[Task statement]
Exactly reproduce each of the entries shown below.

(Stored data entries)
PR #3984, opened 2026-08-24
fix(msetex): first key index handling

### LINKED ISSUE #3986: bug: msetex not routing keys with same hashtag string to same slot in clustered redis

msetex is not routing keys with identical hashtags enclosed string to same slot

## Expected Behavior

keys with same substring in the hashtag should route to same slots when using msetex

## Current Behavior

keys are being routed to random nodes due to slot getting picked by entire key's hash.

## Possible Solution

issue seems to be due to missing handling in cmdFirstKeyPosWithInfo for msetex, its defaulting to index as 1 whereas it should be 2
## Steps to Reproduce

test msetex on a clustered redis setup
1.
2.
3.
4.

## Context (Environment)

go-redis version v9.21
AWS elastic cache clustered mode enabled valkey_version:9.1.1

## Detailed Description

cmdFirstKeyPosWithInfo should have handling for msetex command. Unlike mset or msetnx which have first index = 1 which is the fallback value, index 2 needs to be returned for msetex

## Possible Implementation

[
](https://github.com/redis/go-redis/pull/3984)

shivamrustagi:
fixes #3986

> [!NOTE]
> **Medium Risk**
> Touches cluster key-position routing for MSETEX; a wrong first-key index would send writes to the wrong shard. The change is small and covered by unit tests.
> 
> **Overview**
> Fixes cluster slot hashing for `MSETEX` so the first key is taken at arg position 2 (after the command name and `numkeys`), not position 1 like `MSET`/`MSETNX`.
> 
> `MSetEX` now calls `SetFirstKeyPos(2)` on the constructed command. `cmdFirstKeyPosWithInfo` also hardcodes that fallback for raw `Do("msetex", ...)` when the command-info cache is cold. Tests cover the cold-cache path versus `mset`/`msetnx`.
> 
> <sup>Reviewed by [Cursor Bugbot](https://cursor.com/bugbot) for commit 7e5968f6f9b5bf8ed269318195eeae8f4cdc909e. Bugbot is set up for automated code reviews on this repo. Configure [here](https://www.cursor.com/dashboard/bugbot).</sup>

### DIFF
--- a/command.go
+++ b/command.go
@@ -330,12 +330,11 @@ func cmdFirstKeyPosWithInfo(cmd Cmder, info *CommandInfo) int {
 		if cmd.stringArg(1) == "usage" {
 			return 2
 		}
-	// CommandInfo (if available) gives the correct answer
-	// otherwise the hardcoded fallback applies.
-
 	case "msetex":
+		// MSetEX's constructor already sets this via SetFirstKeyPos; this
+		// fallback only covers raw Do("msetex", ...) calls, which aren't
+		// guaranteed to route correctly and aren't the recommended usage.
 		return 2
-
 	}
 
 	// Use CommandInfo cache when warm (in-memory only, no extra round-trips).
--- a/command.go
+++ b/command.go
@@ -330,8 +330,12 @@ func cmdFirstKeyPosWithInfo(cmd Cmder, info *CommandInfo) int {
 		if cmd.stringArg(1) == "usage" {
 			return 2
 		}
-		// CommandInfo (if available) gives the correct answer
-		// otherwise the hardcoded fallback applies.
+	// CommandInfo (if available) gives the correct answer
+	// otherwise the hardcoded fallback applies.
+
+	case "msetex":
+		return 2
+
 	}
 
 	// Use CommandInfo cache when warm (in-memory only, no extra round-trips).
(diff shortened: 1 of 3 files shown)


rahulkushwaha12 (approved):

command.go
```diff
@@ -330,8 +330,12 @@ func cmdFirstKeyPosWithInfo(cmd Cmder, info *CommandInfo) int {
...
 			return 2
 		}
-		// CommandInfo (if available) gives the correct answer
-		// otherwise the hardcoded fallback applies.
+	// CommandInfo (if available) gives the correct answer
+	// otherwise the hardcoded fallback applies.
+
+	case "msetex":
+		return 2
+
```
ndyakov: another (an currently preferred) approach would be to set `SetFirstKeyPos(2)` in the `msetex` constructor. This works and can be kept as well to cover raw `do` executions. However, the raw `Do` usage is not guaranteed to be routed correctly, this is why we would advice using the constructors and the typed commands.

ndyakov (commented):
@shivamrustagi thank you for your contribution. Please find my suggestion and if you could - address it.

command.go
shivamrustagi: aligned @ndyakov, addressed the comment.

ndyakov (approved):

PR #3988, opened 2026-08-24
fix(log): guard global Logger and LogLevel with atomics

saddamr3e:
`go test -race`:

    WARNING: DATA RACE
    Read at 0x... by goroutine 23:
      github.com/redis/go-redis/v9.formatSec()   commands.go:43
    Previous write at 0x... by goroutine 22:
      github.com/redis/go-redis/v9.SetLogger()   redis.go:45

[Written response]
PR #3984, opened 2026-08-24
fix(msetex): first key index handling

### LINKED ISSUE #3986: bug: msetex not routing keys with same hashtag string to same slot in clustered redis

msetex is not routing keys with identical hashtags enclosed string to same slot

## Expected Behavior

keys with same substring in the hashtag should route to same slots when using msetex

## Current Behavior

keys are being routed to random nodes due to slot getting picked by entire key's hash.

## Possible Solution

issue seems to be due to missing handling in cmdFirstKeyPosWithInfo for msetex, its defaulting to index as 1 whereas it should be 2
## Steps to Reproduce

test msetex on a clustered redis setup
1.
2.
3.
4.

## Context (Environment)

go-redis version v9.21
AWS elastic cache clustered mode enabled valkey_version:9.1.1

## Detailed Description

cmdFirstKeyPosWithInfo should have handling for msetex command. Unlike mset or msetnx which have first index = 1 which is the fallback value, index 2 needs to be returned for msetex

## Possible Implementation

[
](https://github.com/redis/go-redis/pull/3984)

shivamrustagi:
fixes #3986

> [!NOTE]
> **Medium Risk**
> Touches cluster key-position routing for MSETEX; a wrong first-key index would send writes to the wrong shard. The change is small and covered by unit tests.
> 
> **Overview**
> Fixes cluster slot hashing for `MSETEX` so the first key is taken at arg position 2 (after the command name and `numkeys`), not position 1 like `MSET`/`MSETNX`.
> 
> `MSetEX` now calls `SetFirstKeyPos(2)` on the constructed command. `cmdFirstKeyPosWithInfo` also hardcodes that fallback for raw `Do("msetex", ...)` when the command-info cache is cold. Tests cover the cold-cache path versus `mset`/`msetnx`.
> 
> <sup>Reviewed by [Cursor Bugbot](https://cursor.com/bugbot) for commit 7e5968f6f9b5bf8ed269318195eeae8f4cdc909e. Bugbot is set up for automated code reviews on this repo. Configure [here](https://www.cursor.com/dashboard/bugbot).</sup>

### DIFF
--- a/command.go
+++ b/command.go
@@ -330,12 +330,11 @@ func cmdFirstKeyPosWithInfo(cmd Cmder, info *CommandInfo) int {
 		if cmd.stringArg(1) == "usage" {
 			return 2
 		}
-	// CommandInfo (if available) gives the correct answer
-	// otherwise the hardcoded fallback applies.
-
 	case "msetex":
+		// MSetEX's constructor already sets this via SetFirstKeyPos; this
+		// fallback only covers raw Do("msetex", ...) calls, which aren't
+		// guaranteed to route correctly and aren't the recommended usage.
 		return 2
-
 	}
 
 	// Use CommandInfo cache when warm (in-memory only, no extra round-trips).
--- a/command.go
+++ b/command.go
@@ -330,8 +330,12 @@ func cmdFirstKeyPosWithInfo(cmd Cmder, info *CommandInfo) int {
 		if cmd.stringArg(1) == "usage" {
 			return 2
 		}
-		// CommandInfo (if available) gives the correct answer
-		// otherwise the hardcoded fallback applies.
+	// CommandInfo (if available) gives the correct answer
+	// otherwise the hardcoded fallback applies.
+
+	case "msetex":
+		return 2
+
 	}
 
 	// Use CommandInfo cache when warm (in-memory only, no extra round-trips).
(diff shortened: 1 of 3 files shown)


rahulkushwaha12 (approved):

command.go
```diff
@@ -330,8 +330,12 @@ func cmdFirstKeyPosWithInfo(cmd Cmder, info *CommandInfo) int {
...
 			return 2
 		}
-		// CommandInfo (if available) gives the correct answer
-		// otherwise the hardcoded fallback applies.
+	// CommandInfo (if available) gives the correct answer
+	// otherwise the hardcoded fallback applies.
+
+	case "msetex":
+		return 2
+
```
ndyakov: another (an currently preferred) approach would be to set `SetFirstKeyPos(2)` in the `msetex` constructor. This works and can be kept as well to cover raw `do` executions. However, the raw `Do` usage is not guaranteed to be routed correctly, this is why we would advice using the constructors and the typed commands.

ndyakov (commented):
@shivamrustagi thank you for your contribution. Please find my suggestion and if you could - address it.

command.go
shivamrustagi: aligned @ndyakov, addressed the comment.

ndyakov (approved):

PR #3988, opened 2026-08-24
fix(log): guard global Logger and LogLevel with atomics

saddamr3e:
`go test -race`:

    WARNING: DATA RACE
    Read at 0x... by goroutine 23:
      github.com/redis/go-redis/v9.formatSec()   commands.go:43
    Previous write at 0x... by goroutine 22:
      github.com/redis/go-redis/v9.SetLogger()   redis.go:45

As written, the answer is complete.